FabianIsensee commented 5 years ago

Sorry I did not see your post before I posted mine. I really don't think my non-blocking code should be the problem. However the bug I just fixed is related and actually has to do with the non-blocking stuff I do, so please let me know if that fixed the problems!

justusschock commented 5 years ago

I'll try this out tomorrow!

justusschock commented 5 years ago

This seems to be the bug. And it also really makes sense, but somehow I've always overlooked it. How did you figure this out? :)

All tests are completely passing now. Thanks!

Eventually you might want to add freeze_support to the tests anyways, since they might get frozen.

FabianIsensee commented 5 years ago

I was tracking a different problem I had with one of my experiments. I had to look into MTA for something and that's when I noticed :-)
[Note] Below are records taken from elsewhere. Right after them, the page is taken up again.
PR #472, opened 2023-12-11
refactor: switched from single to multi selector for projects categories

0xjei:
## Description

This PR enable the selection of multiple project categories. The projects shown are those that have at least all categories selected.

## Related Issue
See #459 

-   [ ] Yes
-   [x] No

## Other information

[Screencast from 12-12-2023 00:49:15.webm](https://github.com/semaphore-protocol/semaphore/assets/20580910/18b7bb7e-62f6-4157-b2ab-202f9b431d72)

### DIFF
--- a/apps/website/src/components/ProjectsList.tsx
+++ b/apps/website/src/components/ProjectsList.tsx
@@ -68,25 +68,28 @@ export default function ProjectsList(props: any) {
                 </HStack>
             </VStack>
 
-            <HStack spacing="3" flexWrap="wrap">
-                {getProjectCategories(allProjects).map((category) => (
-                    <Button
-                        key={category}
-                        size="sm"
-                        variant={selectedCategories.includes(category) ? "solid" : "outline"}
-                        colorScheme={selectedCategories.includes(category) ? "primary" : "inherit"}
-                        onClick={() => {
-                            const newCategories = selectedCategories.includes(category)
-                                ? selectedCategories.filter((c) => c !== category)
-                                : [...selectedCategories, category]
+            <VStack align="left" spacing="6">
+                <Text fontSize="20">Category</Text>
+                <HStack spacing="3" flexWrap="wrap">
+                    {getProjectCategories(allProjects).map((category) => (
+                        <Button
+                            key={category}
+                            size="sm"
+                            variant={selectedCategories.includes(category) ? "solid" : "outline"}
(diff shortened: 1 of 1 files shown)


apps/website/src/components/ProjectsList.tsx
```diff
@@ -12,32 +12,18 @@ import { chunkArray } from "../utils/chunkArray"
...
 
 export default function ProjectsList(props: any) {
-    const [projects, setProjects] = useState<(typeof allProjects)[]>(chunkArray(allProjects))
+    const [projects] = useState<(typeof allProjects)[]>(chunkArray(allProjects))
     const [index, setIndex] = useState<number>(0)
-    const [selectedCategory, setSelectedCategory] = useState<string | null>(null)
     const [onlyPSE, setOnlyPSE] = useState<boolean | null>(null)
+    const [selectedCategories, setSelectedCategories] = useState<Array<string>>([])
 
-    const filterProjects = useCallback(() => {
```
cedoor, line 20: I think it's better to keep this function here and make it work with multi-categories. There were two different filters: 1 for PSE projects and 1 for tags and they should work together (that's why the logic is a little bit more complex than 1 filter). With your function, you're only filtering by tags/categories (nothing happens if I click on PSE/Community).

cedoor (changes requested):

apps/website/src/components/ProjectsList.tsx
0xjei: You right, fixed in a6fde2fdedb3ad70970e643b4a212364ea77c6fa

apps/website/src/components/ProjectsList.tsx
```diff
@@ -66,23 +68,25 @@ export default function ProjectsList(props: any) {
                 </HStack>
             </VStack>
 
-            <VStack align="left" spacing="6">
-                <Text fontSize="20">Category</Text>
```
cedoor, line 70: I think we should keep this text.

cedoor (changes requested):

apps/website/src/components/ProjectsList.tsx
0xjei: I must have missed it, my bad!

cedoor (approved):
LGTM!

vplasencia (approved):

It seems like you tried out a few things to get Windows working properly. If you do a pull request, I suggest you start with a fresh copy of the development_fabian branch and add only those changes that are required to get windows support. I would like to avoid making any changes that are not absolutely necessary. (for example I don't know what multiprocessing.Manager.Queue really does dofferently from what I was using now and unless it is really needed I would like to keep things as they are. A lot depends on batchgenerators to work like expected ;-) )

Once again big thanks!!!

justusschock commented 5 years ago

I'll do this, but these are only minor changes regarding the tests (adding freeze_support). But I'll do this (probably within the next hour)

One Question though: Should I add a windows pipeline to travis?

FabianIsensee commented 5 years ago

windows is now supported in the development_fabian branch and will soon be merged into the master

zabboud commented 2 years ago

I know this is supposed to be a closed issue as the windows branch was merged to the master - but there seems to still be an issue associated with the multi-threading on windows where just running the simple example with a single image (just like the example provided in the repo with the camera image) - there's a broken pipe error

---> 60 ForkingPickler(file, protocol).dump(obj) 61 62 #BrokenPipeError: [Errno 32] Broken pipe

when I run the same script on linux - I get a different error which seems to be memory related perhaps? RuntimeError: MultiThreadedAugmenter.abort_event was set, something went wrong. Maybe one of your workers crashed. This is not the actual error message! Look further up your stdout to see what caused the error. Please also check whether your RAM was full

But this might indicate that the windows patch might not be fully operational? Any help would be appreciated

Is there a way by any chance to avoid the multithreading option completely?